In another point of view, some researchers have focused on the direct incorporation of metal oxide nanoparticles into bioglass and fabricated bioactive glass-metal oxide nanocomposites due to the great characteristics of nano bioactive glasses, such as great antibacterial behavior, [30] osteoblast cell adhesion, and proliferation [31]. As an example, Saqaie et al. [32] synthesized bioactive glass-forsterite nanocomposites by adding the various weight percent of forsterite (Mg2SiO4) to the 58S bioactive glass powders and studied its effect on the bioactivity of the prepared samples.

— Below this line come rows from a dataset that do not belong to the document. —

PR #2741, opened 2024-02-19
Prevent OTA progress events from blocking system thread

sergeuz:
### Problem

Emitting a firmware update progress event blocks the system thread if the event queue of the application thread is full.

### Solution

Introduce a flag for `system_notify_event()` that allows the system to drop the event if the event queue is full.

This PR also removes the unused event queue implementation based on the `cpp::channel` library. Interestingly, that seems to have caused a problem when linking the wiring library with a user app that uses `Print::print(double)` in my local environment even though it's not reproducible on the CI. As a workaround, I inlined methods that get conditionally compiled based on the `PARTICLE_WIRING_PRINT_NO_FLOAT` macro since we only build the wiring library once and can't have different compile time options for it depending on where it's used.

### Steps to Test

1. Flash the test application to a device OTA.
2. When the device restarts, flash some large enough firmware to the device OTA.
3. Validate that flashing finishes in a reasonable time.

### Test Application

```cpp
#include "application.h"

SYSTEM_MODE(SEMI_AUTOMATIC)
SYSTEM_THREAD(ENABLED)

namespace {

void onFirmwareUpdateEvent(system_event_t event, int param, void* data) {
    if (param == firmware_update_progress) {
        HAL_Delay_Milliseconds(3000);
    }
}

} // namespace

void setup() {
    System.on(firmware_update, onFirmwareUpdateEvent);
    Particle.connect();
}

void loop() {
}
```

### References

- [sc-125421]


mrlambchop:
Folks - whilst I appreciate the work gone into fix this OTA issue, I recognize this an old troubled friend in the world of event queues and message passing and would like to discuss this at the system design level before it lands. Will pop into a standup to discuss!

avtolstoy (approved):

PR #2742, opened 2024-02-20
[rtl872x] ota: fix bounds check, add ota/min_max_app_size test

avtolstoy:
### Problem

See [SC125387].

The gist of the underlying problem is that due to how user module bounds are handled and because user modules "grow" left (i.e. end address is static/fixed) when receiving a compressed application the end address does not match the intended static/fixed end address. E.g. running a small app:

```
      moduleStartAddy: '85cc000',
      moduleEndAddy: '85ffffc',
```
user module bounds are:
```
maximum_size = 0x180000, start_address = 0x85cc000, end_address = 0x8600000
```

With compression some larger application becomes:
```
module_start_address = 0x85cc000, module_end_address = 0x85ce213
```
End address won't pass validation in `fetch_module`

### Solution

Fix bounds check in `fetch_module`. Add `ota/min_max_app_size` test suite to validate that:
1. OTA min -> max update works (Default cloud-side compression settings)
2. OTA max -> min update works (Default cloud-side compression settings)
3. USB min -> max update works
4. USB max -> min update works
5. USB min -> max with compression update works
6. USB max -> min with compression update works

where 'min' is the test application and 'max' is the test application binary padded to maximum supported application binary size.

### Alternative solution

They concluded that the sample containing 20 wt. % of forsterite exhibited the highest bioactivity by the formation of a hydroxyl-carbonate apatite layer (HCA) on the nanocomposite surface.
According to above mentioned explanations, it is clear that different results were reported on the effect of the MgO contents in bioglass composition on the in vitro rate of HA formation [33, 34]. Moreover, to the best of our knowledge, there is no research reporting the effect of direct impregnation of MgO nanoparticles, with a good number of active sites for HA nucleation, into 58S bioactive glass on the bioactivity of resulting nano composites. The main goal of this research is to prepare a novel bioactive glass-magnesium oxide nanocomposite by impregnating different weight percent of magnesium oxide nanoparticles into 58S bioactive glass material. Moreover, the effect of MgO nanoparticles content present in the nanocomposites structure on the bioactivity of nanocomposite powders were evaluated through immersion of samples in the simulated body fluid at different time intervals of 14 and 28 days. Finally, the nanocomposite sample with the highest bioactivity was determined by comparing the bioactivity results obtained from characterization tests. Moreover, antibacterial activity of the produced bioactive nanocomposites against Methicillin-resistant Staphylococcus aureus (MRSA) bacteria is investigated.